Reprenons. Le jeune héros n’est pas très en forme. Son grand-père est malade, sa copine vient de le plaquer et voilà que Richard, le meilleur ami de son père l’embarque dans une drôle d’aventure : retrouver son premier amour dont il vient de rêver qu’elle lui avait jeté un sort. Un mot de ce Richard : c’est manifestement un double du père mais un double inversé, un double de fantaisie ou de comédie, un être instable et farfelu, amusant parfois, lassant le plus souvent, assez fou en tout cas pour entraîner le jeune garçon dans un petit village de montagne près de l’Italie (« On est partis de Paris sur un coup de tête sans prévenir personne, juste pour retrouver son premier amour. Un truc comme ça pour mon père, c’est de la science-fiction ». p.120). La quête subit ainsi un premier déplacement parodique. Tout cela ne paraît pas très sérieux. Richard est un peu fou, la fille n’existe peut-être pas ou plus, les rencontres sont plutôt comiques.
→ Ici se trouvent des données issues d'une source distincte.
PR #343, opened 2022-04-06
Use `MemoryKVStore` on nodejs environment (on build)

Thunnini:
We can't access `window` on nodejs environment because there is no `window` global object on nodejs.
It makes "window is not defined" error on execution.
To avoid this problem, we should avoid the access to `window` by checking the typeof `window`.
Ex)
```typescript
if (typeof window === "undefined") {
  // In server-side (nodejs), use memory kv store (volatile kv store).
  return new MemoryKVStore(prefix);
}
return new LocalKVStore(prefix);
```
After keplr-wallet@v0.9.18, `getKeplrFromWindow()` function checks the window object before access like above way, and it returns `undefined` if `typeof window === "undefined"`

On osmosis frontend, we should avoid the more usage of `window` access, and the main points are usages of kv stores. `IndexedDBKVStore` and `LocalKVStore` requires the browser environment and it accesses `window`. To avoid this, use the `MemoryKVStore` on nodejs environment on build time. `MemoryKVStore` is volatile kv store and the main aim of that store is testing. However, we doesn't support the server-side rendering and it should be enough to generate pre-rendered build output.

### DIFF
--- a/packages/web/stores/root.ts
+++ b/packages/web/stores/root.ts
@@ -10,7 +10,12 @@ import {
   QueriesStore,
 } from "@keplr-wallet/stores";
 import { EmbedChainInfos, IBCAssetInfos } from "../config";
-import { IndexedDBKVStore, LocalKVStore } from "@keplr-wallet/common";
+import {
+  IndexedDBKVStore,
+  KVStore,
+  LocalKVStore,
+  MemoryKVStore,
+} from "@keplr-wallet/common";
 import EventEmitter from "eventemitter3";
 import { ChainStore, ChainInfoWithExplorer } from "./chain";
 import {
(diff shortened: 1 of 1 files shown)


jonator (approved):
LGTM

Thunnini:
@jonator keplr-wallet libraries are built for the extensions, thus ssr has not been taken into account. Also, I do not have plans as of right now to implement ssr.
However, if it were to be implemented, I would pass on the server side response as props to the client in the create root store stage and create a logic where they are initialized in the observable query class. I haven’t tried this myself so there’s no guarantee that this approach would work

jonator:
@Thunnini  
So perhaps we could create methods (from a SSR interface) on the non-user-data stores to trigger an axios load and return the result? Then we pass those as props to the page components which can init the stores with the SSR-fetched data, thus saving them an axios request on browser load.. I'll create an issue.

PR #356, opened 2022-04-08
reactivate juno

sunnya97:


sunnya97:
Wait, was this tested to work?

sunnya97:
Yeah, I think the deposits/withdrawals still weren't working properly

PR #361, opened 2022-04-08
Unactivate juno frontier

sunnya97:


jonator:
@sunnya97 Why was this done?

sunnya97:
Because the channels were clogged and relayers weren't back up and running yet

PR #363, opened 2022-04-09
Add Fetch to Osmosis frontend

Galadrin:
Signed-off-by: David Pierret <dapie@cros-nest.com>


JeremyParish69:
Pending initial liquidity + adding pool to trade router

JeremyParish69:
Replaced with #376

PR #390, opened 2022-04-15
Frontier - add Axelar pools

milapsheth:


JeremyParish69:
Pool incentives look good. Trade router works as expected. LGTM!

PR #400, opened 2022-04-18
Frontier - Add HASH

Taztingo:


src/config.ts
```diff
@@ -3035,4 +3041,39 @@ export const EmbedChainInfos: ChainInfoWithExplorer[] = [
...
+		stakeCurrency: {
+			coinDenom: 'hash',
+			coinMinimalDenom: 'nhash',
+			coinDecimals: 9,
+			coinImageUrl: window.location.origin + '/public/assets/tokens/hash.svg',
+		},
+		bip44: {
+			coinType: 118,
+		},
+		bech32Config: Bech32Address.defaultBech32Config('pb'), // Please check
```
JeremyParish69, line 3058: 'pb' agrees with the registration here: https://github.com/satoshilabs/slips/blob/master/slip-0173.md

src/config.ts
```diff
@@ -3035,4 +3041,39 @@ export const EmbedChainInfos: ChainInfoWithExplorer[] = [
...
+			{
+				coinDenom: 'hash',
+				coinMinimalDenom: 'nhash',
+				coinDecimals: 9,
+				coinImageUrl: window.location.origin + '/public/assets/tokens/hash.svg',
+			},
+		],
+		coinType: 118,
+		features: ['stargate', 'ibc-transfer', 'no-legacy-stdTx', 'ibc-go'],
+		explorerUrlToTx: 'https://explorer.provenance.io/tx/${txHash}',
```
JeremyParish69, line 3077: Please remove the $ dollar sign

src/config.ts
```diff
@@ -3035,4 +3041,39 @@ export const EmbedChainInfos: ChainInfoWithExplorer[] = [
...
+		],
+		feeCurrencies: [
+			{
+				coinDenom: 'hash',
+				coinMinimalDenom: 'nhash',
+				coinDecimals: 9,
+				coinImageUrl: window.location.origin + '/public/assets/tokens/hash.svg',
+			},
+		],
+		coinType: 118,
```
JeremyParish69, line 3075: don't need CoinType this here since it's already specified above.
Can we please add the gas price step?

JeremyParish69:
Pending changes, initial liquidity, pool for price data + router.

JeremyParish69 (changes requested):
Please address earlier comments, add initial liquidity, then define price data + add pool to router.

src/config.ts
```diff
@@ -3035,4 +3041,43 @@ export const EmbedChainInfos: ChainInfoWithExplorer[] = [
...
+		feeCurrencies: [
+			{
+				coinDenom: 'HASH',
+				coinMinimalDenom: 'nhash',
+				coinDecimals: 9,
+				coinImageUrl: window.location.origin + '/public/assets/tokens/hash.svg',
+			},
+		],
+		gasPriceStep: {
+			low: 1905,
```
JeremyParish69, line 3076: note, this is in coinDenom (so, HASH), not minimalCoinDenom (nhash). So gas will cost thousands of HASH tokens? I suspect you may mean to put 0.000001905, etc.

JeremyParish69:
I see that alternative coin Id 'pool:nhash' was defined, but this id isn't being used. Please define this id as the 'coinGeckoId' for each time it's listed as a currency (stake, currency, fee) under EmbedChainInfos in config.ts.

Taztingo:
We are not listed on coin gecko. Should I remove alternativeCoinId?

src/stores/root.ts
```diff
@@ -1629,6 +1636,21 @@ export class RootStore {
 					},
 				],
 			},
+			{
+				poolId: '692',
```
iramiller, line 1640:
```suggestion
				poolId: '693',
```
Recommend switching to pool 693 as it has a much lower swap fee.

Taztingo: Sure, that's a good idea.

PR #407, opened 2022-04-20
Frontier - Add MOBIX token

Galadrin:
- Token image is already existing
- coingecko id need the pool to be created


Adamjeean:
Scam project. Why not listing?

jonator:
We are no longer deploying frontier from `frontier` branch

Mais un jour, Richard disparaît et le père du narrateur apparaît. À ce moment, la quête prend un tour plus mélancolique. Le village est celui de l’enfance fraternelle des deux hommes : « On écoute les bruits de la montagne. Il y a un peu de vent. Autour de nous, les sapins grincent en se balançant » (p. 152). On comprendra peu à peu que ce retour au source est une odyssée réparatrice à des degrés divers pour chacun des personnages engagés dans l’aventure.

L’hommage final à la comédie italienne des années 70 donne une autre couleur à ce roman à la fois léger et doux-amer. En reconnaissant sa dette à la drôlerie parfois un peu triste des films de Dino Risi ou de Luigi Comencini, Olivier Pouteau, par la seule évocation de Marcello Mastroianni, ressuscite un cinéma et un monde disparus. Le jeu excessif de Richard, la silhouette de Cruella, la beauté pure d’Ève, le retour mélancolique des quadragénaires vers leur jeunesse : pas de doute, derrière ces montagnes, il y a l’Italie d’Amarcord.

Baptême de l’air

Baptême de l’air
Bruno Gibert
Acte-Sud Junior, 2016

Dans les nuages

Par François Quet

Après un petit texte d’introduction, l’avion décolle.

Cet album grand format (24×35) montre, dans une série de doubles pages, des images très géométrisées de la terre vue du ciel. Les larges à-plats de couleur vive compensent l’étrangeté du point de vue par leur lisibilité : marquage au sol d’un terrain de foot ou de tennis, quadrillage d’un quartier pavillonnaire, formes bizarres du terrain de golf ou de la fête foraine, arabesques des pistes de l’aéroport international.  Les variations d’échelle ajoutent à la complexité de la représentation : les avions, comme les voitures à pédale, ou les serviettes de plage, les baigneurs ou les manèges deviennent des silhouettes écrasées au sol, planes et énigmatiques.

Au-dessous de chaque image, une phrase invite de surcroît à regarder plus en détail l’illustration : « Oh un accident !», « Oh un joueur s’est blessé ! », et à repérer un élément : un chat, un arbre, un vélo.

C’est un album qui force l’attention du lecteur et le fait réfléchir et mais c’est aussi un bel ouvrage dont la simplicité favorise les interactions entre le jeune lecteur et l’adulte qui l’accompagne. Reconnaître le familier sous un autre angle que celui dont on a l’habitude, placer des mots sur les choses (des bûcherons, des éoliennes, une ligne à haute-tension, etc.) devient une entreprise ludique, qui peut se jouer à plusieurs.